• Try it:
Gather every line in the records below that contains the word "clauses".
(Records for the task)
PR #87478, opened 2021-07-26
Point to where clause for GATs to add bound

### LINKED ISSUE #84931: GAT: confusing diagnostic when missing where clause
Given the following code: [playground](https://play.rust-lang.org/?version=nightly&mode=debug&edition=2018&gist=a493199249734d2ce196cfc20b148245)

```rust

trait StreamingIter {
    type Item<'a> where Self: 'a;
    fn next<'a>(&'a mut self) -> Option<Self::Item::<'a>>;
}

struct StreamingSliceIter<'a, T> {
    idx: usize,
    data: &'a mut [T],
}

impl<'b, T: 'b> StreamingIter for StreamingSliceIter<'b, T> {
    type Item<'a> = &'a mut T;
    fn next(&mut self) -> Option<&mut T> {
        self.idx += 1;
        Some(&mut self.data[self.idx - 1])
    }
}
```

The current output is:

```
error[E0309]: the parameter type `T` may not live long enough
  --> src/lib.rs:14:5
   |
13 | impl<'b, T: 'b> StreamingIter for StreamingSliceIter<'b, T> {
   |          -- help: consider adding an explicit lifetime bound...: `T: 'a +`
14 |     type Item<'a> = &'a mut T;
   |     ^^^^^^^^^^^^^^^^^^^^^^^^^^ ...so that the reference type `&'a mut T` does not outlive the data it points at

error: aborting due to previous error;
```

I'm not really sure what the correct output should be but it should mention that I forgot the `where Self: 'a` bound on the trait impl like I have it written in [this compiling code](https://play.rust-lang.org/?version=nightly&mode=debug&edition=2018&gist=23e8da2ef3ca912edf78263618843a15). It should also not suggest adding adding a `T: 'a` bound because that bound is not writeable :sweat_smile:

jackh726:
Fixes #84931

r? @estebank

### DIFF
--- a/compiler/rustc_infer/src/infer/error_reporting/mod.rs
+++ b/compiler/rustc_infer/src/infer/error_reporting/mod.rs
@@ -2259,9 +2259,99 @@ impl<'a, 'tcx> InferCtxt<'a, 'tcx> {
                 }
             };
 
-        let mut err = match *sub {
-            ty::ReEarlyBound(ty::EarlyBoundRegion { name, .. })
-            | ty::ReFree(ty::FreeRegion { bound_region: ty::BrNamed(_, name), .. }) => {
+        #[derive(Debug)]
+        enum SubOrigin<'hir> {
+            GAT(&'hir hir::Generics<'hir>),
+            Impl(&'hir hir::Generics<'hir>),
+            Trait(&'hir hir::Generics<'hir>),
+            Fn(&'hir hir::Generics<'hir>),
+            Unknown,
+        }
+        let sub_origin = 'origin: {
+            match *sub {
+                ty::ReEarlyBound(ty::EarlyBoundRegion { def_id, .. }) => {
+                    let node = self.tcx.hir().get_if_local(def_id).unwrap();
+                    match node {
+                        Node::GenericParam(param) => {
+                            for h in self.tcx.hir().parent_iter(param.hir_id) {
+                                break 'origin match h.1 {
+                                    Node::ImplItem(hir::ImplItem {
+                                        kind: hir::ImplItemKind::TyAlias(..),
+                                        generics,
+                                        ..
+                                    }) => SubOrigin::GAT(generics),
+                                    Node::ImplItem(hir::ImplItem {
+                                        kind: hir::ImplItemKind::Fn(..),
+                                        generics,
+                                        ..
+                                    }) => SubOrigin::Fn(generics),
+                                    Node::TraitItem(hir::TraitItem {
+                                        kind: hir::TraitItemKind::Type(..),
+                                        generics,
+                                        ..
+                                    }) => SubOrigin::GAT(generics),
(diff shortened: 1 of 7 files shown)


compiler/rustc_driver/src/lib.rs
```diff
@@ -1293,9 +1293,9 @@ pub fn init_env_logger(env: &str) {
         .with_indent_lines(true)
         .with_ansi(color_logs)
         .with_targets(true)
-        .with_wraparound(10)
-        .with_verbose_exit(true)
-        .with_verbose_entry(true)
+        //.with_wraparound(10)
```
lqd, line 1296: did you want to comment these lines out or was it a temporary change ?

jackh726: Was temporary (though I really should just make a PR for this; I find any time I do debugging, I remove these).

compiler/rustc_infer/src/infer/error_reporting/mod.rs
```diff
@@ -2242,9 +2242,99 @@ impl<'a, 'tcx> InferCtxt<'a, 'tcx> {
...
+                    "{} may not live long enough",
+                    labeled_user_string
+                );
+                let pred = format!("{}: {}", bound_kind, sub);
+                let suggestion = format!(
+                    "{} {}",
+                    if !generics.where_clause.predicates.is_empty() { "," } else { " where" },
+                    pred,
+                );
+                err.span_suggestion(
```
estebank, line 2325: Let's make the suggestion a bit easier to read, given that it points at a span right in the middle of a larger span:

```suggestion
                err.span_suggestion_verbose(
```

estebank: I leave it to your decision what to do here.

estebank:
r=me after cleaning up the commented out code.

compiler/rustc_infer/src/infer/error_reporting/mod.rs
jackh726: So, now that the associated type points to the type itself, not the whole defintion, they don't overlap anymore.

I do think the verbose suggestion would be nice, but I'll leave that as a followup.

src/test/ui/generic-associated-types/issue-86787.rs
```diff
@@ -0,0 +1,40 @@
+#![feature(generic_associated_types)]
```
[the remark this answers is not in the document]
jackh726: So...no. The suggestion here doesn't actually result in code that compiles, because it causes the where clauses not to match the trait's where clauses. (In fact, in this case, we *can't* write this where clause in the trait, we would have to use `Self`)

Unfortunately, that's a whole separate issue with GATs. But applying the current suggestion should help, in the future, to guide the user towards matching the trait's where clauses.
(End Records for the task)
• Exercise answer:
jackh726: So...no. The suggestion here doesn't actually result in code that compiles, because it causes the where clauses not to match the trait's where clauses. (In fact, in this case, we *can't* write this where clause in the trait, we would have to use `Self`)
Unfortunately, that's a whole separate issue with GATs. But applying the current suggestion should help, in the future, to guide the user towards matching the trait's where clauses.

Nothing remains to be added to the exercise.